Resources & Guides

MARC Character Encoding Problems: MARC-8, UTF-8, and Broken Accents

Understand MARC character encoding problems, including MARC-8 vs UTF-8, broken accents, and how to test records before importing into Koha.

May 19, 2026 4 min read

MARC Character Encoding Problems: MARC-8, UTF-8, and Broken Accents

Character encoding problems are among the most frustrating issues in MARC migration work. A file may import into Koha, but titles, names, subjects, or notes may display with broken accents or strange characters.

This often happens when the system reading the file interprets the text using the wrong encoding.

Before importing a full catalogue, check encoding carefully.

What is character encoding?

Character encoding tells a computer how to store and display text.

In MARC workflows, two common encodings are:

MARC-8, an older character encoding used in many legacy MARC records.
UTF-8, a modern Unicode encoding widely used by current systems.

A record may contain the right data but display incorrectly if the encoding is interpreted wrongly.

What broken encoding looks like

Encoding problems may appear as:

replacement characters;
question marks where accents should be;
names with broken diacritics;
symbols appearing in titles;
non-Latin scripts not displaying correctly;
text that looks right in one tool and wrong in another.

Examples of affected fields include:

100 author names;
245 titles;
260/264 publication data;
500 notes;
600/650 subjects;
700 added entries.

Why encoding matters in Koha

Encoding problems can affect more than display. They may also affect:

search;
sorting;
authority matching;
duplicate detection;
patron trust in the catalogue;
staff confidence after migration.

If a patron searches for a title or author with accented characters, broken encoding may make the record harder to find.

Common causes

1. MARC-8 file treated as UTF-8

This can happen when an import setting assumes UTF-8 but the source file is actually MARC-8.

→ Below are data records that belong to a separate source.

PR #2079, opened 2019-05-24
Apply black style formatting to GenomeDiagram

peterjc:
This pull request is a test case for issue #2008, chosen since the GenomeDiagram author @widdowquinn is a fan of the black tool and it's output, and we historically have had some variation in style between modules.

Note that I reverted two black edits (white space with slicing) due to a known disagreement between black and flake8 over the PEP8 ruling (looks like a flake8 false positive).

I also manually reviewed and fixed some multi-line comments (previously vertically aligned with spaces), in general making them into one-line comments.

### DIFF
--- a/Bio/Graphics/GenomeDiagram/_AbstractDrawer.py
+++ b/Bio/Graphics/GenomeDiagram/_AbstractDrawer.py
@@ -57,8 +57,8 @@ def page_sizes(size):
      - size - A string representing a standard page size, eg 'A4' or 'LETTER'
 
     """
-    sizes = {
-        "A0": pagesizes.A0,  # ReportLab pagesizes, keyed by ISO string
+    sizes = {  # ReportLab pagesizes, keyed by ISO string
+        "A0": pagesizes.A0,
         "A1": pagesizes.A1,
         "A2": pagesizes.A2,
         "A3": pagesizes.A3,
@@ -87,9 +87,10 @@ def _stroke_and_fill_colors(color, border):
     if not isinstance(color, colors.Color):
         raise ValueError("Invalid color %r" % color)
 
-    if color == colors.white and border is None:  # Force black border on
-        strokecolor = colors.black  # white boxes with
-    elif border is None:  # undefined border, else
+    if color == colors.white and border is None:
+        # Force black border on white boxes with undefined border
+        strokecolor = colors.black
+    elif border is None:
         strokecolor = color  # use fill color
     elif border:
         if not isinstance(border, colors.Color):
--- a/Bio/Graphics/GenomeDiagram/_AbstractDrawer.py
+++ b/Bio/Graphics/GenomeDiagram/_AbstractDrawer.py
@@ -436,8 +436,6 @@ class AbstractDrawer(object):
            margins to the page
          - xl        Float (0->1) describing the relative size of the left X
            margin to the page (overrides x)
-         - xl        Float (0->1) describing the relative size of the left X
-           margin to the page (overrides x)
          - xr        Float (0->1) describing the relative size of the right X
            margin to the page (overrides x)
          - yt        Float (0->1) describing the relative size of the top Y
--- a/Bio/Graphics/GenomeDiagram/_AbstractDrawer.py
+++ b/Bio/Graphics/GenomeDiagram/_AbstractDrawer.py
@@ -57,24 +57,25 @@ def page_sizes(size):
      - size - A string representing a standard page size, eg 'A4' or 'LETTER'
 
     """
-    sizes = {'A0': pagesizes.A0,    # ReportLab pagesizes, keyed by ISO string
-             'A1': pagesizes.A1,
-             'A2': pagesizes.A2,
-             'A3': pagesizes.A3,
-             'A4': pagesizes.A4,
-             'A5': pagesizes.A5,
-             'A6': pagesizes.A6,
-             'B0': pagesizes.B0,
-             'B1': pagesizes.B1,
-             'B2': pagesizes.B2,
-             'B3': pagesizes.B3,
-             'B4': pagesizes.B4,
-             'B5': pagesizes.B5,
-             'B6': pagesizes.B6,
-             'ELEVENSEVENTEEN': pagesizes.ELEVENSEVENTEEN,
-             'LEGAL': pagesizes.LEGAL,
-             'LETTER': pagesizes.LETTER
-             }
+    sizes = {
+        "A0": pagesizes.A0,  # ReportLab pagesizes, keyed by ISO string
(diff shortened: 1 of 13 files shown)


widdowquinn:
One of the things I love about `black` is that it makes my code look like it's written by a better coder than me.

peterjc:
I suppose by discarding any idiosyncratic personal style quirks (in line breaking etc), it makes the code more standard, and thus leaves a better impression? Or maybe you just like the black style more than your style from ten years back ;)

widdowquinn:
😂I like the black style more than my style, now!

MarkusPiotrowski:
Wow, this looks even worse than I have feared... Even if it's not breaking PEP8 literally, I have the feeling it's breaking the spirit of PEP8. It looks so un-pythonic. 
Will it really be easier to work with method headers that fill up the whole screen? You will need much more scrolling when working on the code, I guess it will be harder to keep an overview?

In this examples, you probably want to keep the x,y values in the point lists on one line?
Indeed, it takes away much of the freedom to sort/arange things in a meaningful manner.

peterjc:
I disagree with that it's breaking the spirit of PEP8 or that it is un-pythonic - but it is different and seems to generate polarising views.

Quoting a specific example from ``Bio/Graphics/GenomeDiagram/_AbstractDrawer.py``, before:

```python
    def __init__(self, parent, pagesize='A3', orientation='landscape',
                 x=0.05, y=0.05, xl=None, xr=None, yt=None, yb=None,
                 start=None, end=None, tracklines=0, cross_track_links=None):
```

after black:

```python
    def __init__(
        self,
        parent,
        pagesize="A3",
        orientation="landscape",
        x=0.05,
        y=0.05,
        xl=None,
        xr=None,
        yt=None,
        yb=None,
        start=None,
        end=None,
        tracklines=0,
        cross_track_links=None,
    ):
```

The multi-line layout does make it hard to fit on a screen - as you say more scrolling. I would even argue this is a good thing, as functions/classes shouldn't have this many arguments (sorry Leighton!). Adopting black will discourage this in new code.

In hindsight, given there are lots of (x, y) pairs in GenomeDiagram, perhaps passing these points a 2-tuples would have been neater for the API (but we're stuck with this now for backward compatibility).

As an aside, there is probably a flake8 plugin for this kind of complexity check?

As you say, "*it takes away much of the freedom to sort/arrange things in a meaningful manner*". I highlighted the example or horizontal placement of some multi-line comments in this pull request - do you have another example in GenomeDiagram?

widdowquinn:
> "I would even argue this is a good thing, as functions/classes shouldn't have this many arguments (sorry Leighton!). Adopting black will discourage this in new code."

No apology necessary :D It's bad design and I should have used something `struct`-like, instead.

One of the things I like about `black` is that where I think it makes my code look unwieldy or ugly, what it's often telling me is that I've made a poor design choice.

MarkusPiotrowski:
When reading PEP8 and looking at all the examples in the Python documentation, there is a clear preference for using line continuation using parentheses (brackets, etc.), *together* with an indentation to the parentheses level.
On the other hand, there is no indication that argument lists should preferentially be split to have one argument per line (again, most what I have seen from official Python documents are multiple arguments per line). This is what I mean when saying "the spirit of PEP8". Sorry for starting this argument, this should be discussed (and has been or is being discussed) elsewhere.

One example of "taking away the freedom to sort thing in a meaningful way":
```python
# before black
def draw_box(point1, point2,
             color=colors.lightgreen, border=None, colour=None,
             **kwargs):
```
Here the author has obviously organized the arguments in a meaningful manner; the two necessary and important arguments on the first line, optional formatting parameters on the second, optional other parameters last. 
This is easier/faster to read and understand (for me) than the black version:
```python
def draw_box(
    point1, point2, color=colors.lightgreen, border=None, colour=None, **kwargs
):
```

I don't write much new code, here in Biopython I'm mostly working on existing code. Often, I don't have a clue what a class/method/function is doing exactly after I read the code for the first time, so I need to become acquainted with the code. And this is easier when seeing more of the code at the same time, without too much scrolling up and down. Also, a meaningful and *visible* sorting of arguments will help. 
I fear that `black` will make the reading of code more difficult  (Our newspaper still publishes Charles M Schulz comics. In the last weeks they published a story where Snoopy was reading Tolstoy's War and Peace, but only one word each day. Isn't this strange?).

peterjc:
The ``draw_box`` example is a good one.

Black will squeeze things down to one line if it fits (as here). It will respect comments though, so black is happy with this:

```python
def draw_box(
    point1,
    point2,
    # Optional color arguments,
    color=colors.lightgreen,
    border=None,
    colour=None,  # historical UK spelling
    **kwargs  # Accept arbitrary arguments to pass to ReportLab Polygon
):
```

i.e. If there is a real reason for the original grouping (beyond cosmetic line breaking), or other things, you can make it explicit. Granted this is still _much_ longer than the tree line original.

Personally I am OK with the black one line version here. The meaning is still there in the Python mandatory vs optional arguments, but accept it is less visually emphasised.

widdowquinn:
> "Here the author has obviously organized the arguments in a meaningful manner; the two necessary and important arguments on the first line, optional formatting parameters on the second, optional other parameters last."

As that original author, my view is that the `black` formatting is fine, and it highlights that I should have used a struct-like object to group formatting parameters to make the code more readable, rather than the cosmetic linebreaks ;)

I appreciate that there are a diverse, strong and heartfelt opinions about code style snd formatting, and preferences for what is most readable. I guess this code sat in the "not brilliantly written, but forced to be readable" category, and after `black` it sits in the "this code now looks as ugly as it actually is" category. I see why that could be taken as not being an improvement.

MarkusPiotrowski:
I found it interesting, that without any knowledge of the `GenomeDiagram` code, I immediately was able to understand that there was an intention in sorting these three "categories" of parameters. Really, I didn't search for this example, it sprang to my eye (that's likely not an English idiom, but you understand what I mean) when I went through the diffs.

peterjc:
I've applied the minor improvements noticed via the black changes in #2127 (which is why there are now loads of merge conflicts).

I don't mind redoing this branch (it should be as simple as re-running black, and cherry-picking the commit to undo the slice changes which would otherwise trigger flake8 E203), but it seems it would not be universally welcome at this time.

I'm going to leave this open until at least the BOSC 2019 CoFest meeting next month, when some of the Biopython team will be able to have an in person discussion, and perhaps experiment further with black.

sbliven:
After discussing at CoFest I am in favor of using black.

peterjc:
Closing in favour of #2251 (done as a new pull request to preserve this version and comments as a medium term record of the discussion).

Issue #455, opened 2015-01-07
PDB Entity.copy() mangles disordered atoms.


macraild:
Disordered atoms dont inherit `disordered_get_list()` when a parent entity is copied. Eg:

```
>>> pdbl = Bio.PDB.PDBList(server='http://www.rcsb.org/pdb/files')
>>> pdbParser = Bio.PDB.PDBParser()
>>> struct_4LGR = pdbParser.get_structure('4LGR', pdbl.retrieve_pdb_file('4LGR'))
Downloading PDB structure '4LGR'...
>>> Bio.PDB.PPBuilder().build_peptides(struct_4LGR)
[<Polypeptide start=5 end=33>, <Polypeptide start=36 end=259>, <Polypeptide start=2 end=123>]
>>> Bio.PDB.PPBuilder().build_peptides(struct_4LGR.copy())
Traceback (most recent call last):
  File "<stdin>", line 1, in <module>
  File "/usr/lib/python2.6/site-packages/Bio/PDB/Polypeptide.py", line 357, in build_peptides
    and is_connected(prev_res, next_res):
  File "/usr/lib/python2.6/site-packages/Bio/PDB/Polypeptide.py", line 417, in _is_connected
    nlist=n.disordered_get_list()
AttributeError: 'Atom' object has no attribute 'disordered_get_list'
```

peterjc:
I suspect (from just browsing the code) that the problem is neither ``Bio.PDB.Atom.DisorderedAtom`` nor the underlying base class ``Bio.PDB.Entity.DisorderedEntityWrapper`` define a ``.copy()`` method?

macraild:
That looks right to me. I'm not sure I completely understand how disorder is handled here, but from my reading ``.copy()`` should be defined at the ``DisorderedAtom`` level, and a minimal implimentation might be:

```
def copy(self):
    shallow = copy.copy(self)
    for child in self.child_dict.values():
        shallow.disordered_add(child.copy())
    return shallow
```

This fixes my immediate problem (ie. disordered ``Atom`` objects in copies are now appropriately contained in ``DisorderedAtom``, and ``Bio.PDB.PPBuilder`` now works). I may have missed something important in the above, and don't know what other behaviour needs to be tested here.

peterjc:
[...]

PR #2134, opened 2019-06-14
Fix PDB Entity.copy() for disordered atoms

ghost:
This pull request addresses issue #455

Implemented fix suggested in comments.

### DIFF
--- a/Bio/PDB/Atom.py
+++ b/Bio/PDB/Atom.py
@@ -434,6 +434,12 @@ class DisorderedAtom(DisorderedEntityWrapper):
         """Return disordered atom identifier."""
         return "<Disordered Atom %s>" % self.get_id()
 
+    def __copy__(self):
+        shallow = copy.copy(self)
+        for child in self.child_dict.values():
+            shallow.disordered_add(child.copy())
+        return shallow
+
     def disordered_add(self, atom):
         """Add a disordered atom."""
         # Add atom to dict, use altloc as key


peterjc:
I've retitled the pull request to something more meaningful. Note we will not consider at this for potential inclusion unless you agree to the licensing terms. i.e. Please read and tick the three boxes from the issue template. Thanks!

JoaoRodrigues:
Will look into it this weekend! Thanks for the patch, this is a long-standing issue.

peterjc:
@Yuval-Shechter Thanks for agreeing to the licensing 👍 

@JoaoRodrigues Thanks for agreeing to look at this

peterjc:
We're agreed that our early 2020 release will be the last Biopython to support Python 2, so if there is an elegant/simple Python 3 only solution that isn't very far away... even doing this conditionally in the short term might be acceptable if a Python 2 solution is judged too much work?

JoaoRodrigues:
That's a good suggestion @ChrisMoth. I implemented a `DisorderedEntity.copy()` method that gets your example to work. I'm testing it in other situations to see if it holds properly.

```
    def copy(self):
        """Returns a shallow copy of the DisorderedEntity, including children"""

        shallow = copy(self)

        shallow.child_list = []
        shallow.child_dict = {}
        shallow.xtra = copy(self.xtra)

        for child in self.disordered_get_list():
            shallow.disordered_add(copy(child))

        shallow.detach_parent()
```

JoaoRodrigues:
Ran into an interesting behavior (ie bug) while checking this and checking #455.
```from Bio import PDB

inputPdb = "mini.pdb"
output  = "out.pdb"

parser = PDB.PDBParser()
struct = parser.get_structure("myStruct", inputPdb)

idMat=( (1,0,0), (0,1,0), (0,0,1) )
trVect=(20.,20.,20.)

s = struct.copy()
s.transform(idMat, trVect)

pdbio = PDB.PDBIO()
pdbio.set_structure(s)

# Print correct, translated coordinates
for atom in pdbio.structure.get_atoms():
    print(atom, atom.coord)

# Prints original, unchanged coordinates
for res in pdbio.structure.get_residues():
    for atom in res.get_unpacked_list():
        print(atom, atom.coord)

with open(output, "w") as fd :
  pdbio.save(fd)
```

The problem seems to come from `Entity.get_list`, which somehow does not let transform operate properly on all children. We could add a transform method to DisorderedEntities as well, to make sure they call `.get_unpacked_list` instead, which leads to the correct behavior.

I'm afraid I might be missing a more obvious fix here. Would anyone else have some time to have a look? @jgreener64 @peterjc ?

jgreener64:
Don't think I'll get a chance to dive into this soon, sorry, but maybe in a week or two!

2. UTF-8 file treated as MARC-8

The reverse can also happen. The data is modern UTF-8, but the import process or conversion tool assumes MARC-8.

3. Mixed encoding in one project

A migration project may contain records from multiple export sources. Some batches may be UTF-8, while others are MARC-8 or partially corrupted.

4. Bad conversions from old systems

Older systems sometimes export records that already contain corrupted characters. In that case, conversion alone may not fully fix the problem.

5. Copy-and-paste artefacts

Records created or edited manually may contain smart quotes, tabs, non-breaking spaces, or other characters that cause later problems.

How to test encoding before full import

Use a sample that includes:

accented names;
non-English titles;
apostrophes and quotation marks;
symbols;
records from different parts of the export;
older records and newer records;
vendor-supplied records if included.

Then:

Open the sample in a MARC-aware tool.
Upload it to MARCReady.
Review any encoding warnings.
Export a repaired sample.
Stage the sample in Koha.
Check staff and OPAC display.
Search for accented names and titles.
Confirm the display is acceptable before importing the full file.

How MARCReady handles encoding

MARCReady detects the file encoding on upload and normalises subfield values to Unicode NFC. MARC-8 binary files are converted to UTF-8 during parsing, and all output is always exported as UTF-8.

Encoding artefacts — such as common broken accent patterns or unusual character sequences — are identified in the review log. Records that may need manual inspection are flagged.

MARCReady is not magic. If a source export has already destroyed the original characters, human review may still be required. But it can help identify problems early and avoid importing a full catalogue with broken text.